<青春とは人生の或る期間を言うのではなく、心の様相を言うのだ>
 米国の詩人にして実業家、ユダヤ系ドイツ人のサミュエル・ウルマンがうたった有名な詩「青春」の一節である。


 日本では連合国軍総司令官ダグラス・マッカーサーの座右の銘として知られ、松下電器の創業者である松下幸之助もこの詩をこよなく愛した。近年では元首相の村山富市が色紙にサインを求められると、好んで先の一節を添える。

<安易を振り捨てる冒険心、こういう様相を青春と言うのだ>
 ウルマンはこうもうたっている。低きに流れるな、常に高みを目指せと尻を叩かれているような気にさせられる。

 ドジャースのクローザー斎藤隆が37歳にして「ミッドサマー・クラシック」――すなわちオールスターゲームに監督推薦で選出された。3日(日本時間)現在、33試合に登板し1勝0敗22セーブ、防御率1.34。見事な成績だ。昨季も6勝(2敗)24セーブをあげており、この成績は決してフロックではない。
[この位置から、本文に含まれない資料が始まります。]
PR #261, opened 2019-03-18
make generate-yaml.sh work from anywhere

jichenjc:
some folder not workable through relative path

Fixes #

**Release note**:

```release-note

```

### DIFF
--- a/cmd/clusterctl/examples/openstack/generate-yaml.sh
+++ b/cmd/clusterctl/examples/openstack/generate-yaml.sh
@@ -122,9 +122,9 @@ MACHINE_CONTROLLER_SSH_PRIVATE_FILE=openstack_tmp
 MACHINE_CONTROLLER_SSH_HOME=${HOME}/.ssh/
 
 # Set up the output dir if it does not yet exist
-mkdir -p out
-cp -n cluster.yaml out/cluster.yaml
-cp -n machines.yaml.template out/machines.yaml
+mkdir -p $PWD/out
+cp -n $PWD/cluster.yaml $PWD/out/cluster.yaml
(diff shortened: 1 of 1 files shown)


cmd/clusterctl/examples/openstack/generate-yaml.sh
```diff
@@ -122,9 +122,9 @@ MACHINE_CONTROLLER_SSH_PRIVATE_FILE=openstack_tmp
 MACHINE_CONTROLLER_SSH_HOME=${HOME}/.ssh/
 
 # Set up the output dir if it does not yet exist
-mkdir -p out
-cp -n cluster.yaml out/cluster.yaml
-cp -n machines.yaml.template out/machines.yaml
+mkdir -p $PWD/out
```
gyliu513: One question for this: If run anywhere, then when we run `git status`, git may treat this as a new added file if this folder was in the source code of openstack provider. Currently we are adding `out` to `.gitignore` at https://github.com/kubernetes-sigs/cluster-api-provider-openstack/blob/master/cmd/clusterctl/examples/openstack/.gitignore#L1

jichenjc: you are right, I would say the original purpose of this file seems to be make the generateyaml file running anywhere and some stuffs missing so it can't 

it's not a big deal if we have this out file somewhere and manually delete/move it ? apparently it's not possible to add it into gitignore file

gyliu513: Yes, I'm ok with this proposal, we can get some comments from approvers ;-)

/lgtm

ainmosni:
I have no problems with this.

 正直に言えば、彼が36歳で海を渡ると聞いた時、「too late」(遅過ぎる)だと思った。なぜ3年前にFA権を取得した時点で海を渡らなかったのか、と。外角と低目に甘いメジャーリーグのストライクゾーンは確かに斎藤の決め球であるスライダーに適している。加えてメジャーリーグのボールはシーム(縫い目)が高いため、空気抵抗が増す分、切れ味も鋭くなる。「短いイニングなら…」との期待はあった。しかし36歳の斎藤は私の目には、残念ながらピークアウトした選手のように映った。「オールド・ルーキー」ならぬ「トゥー・オールド・ルーキー」だと。

 認識を改めねばなるまい。チャレンジに遅過ぎるということはない。摩擦を恐れて平穏にたたずんでいれば、周囲は陽だまりのようにやさしい。しかし、失われた時間は、もう2度と戻ってこないのだ。そして悔いだけが残る…。
<人は信念と共に若く、疑惑と共に老いる。人は自信と共に若く、恐怖と共に老いる>(「青春」)

 斎藤のピッチングを目にするたびに思う。彼は年々、たくましくなっている。年々、賢くなっている。そして年々、若くなっている…。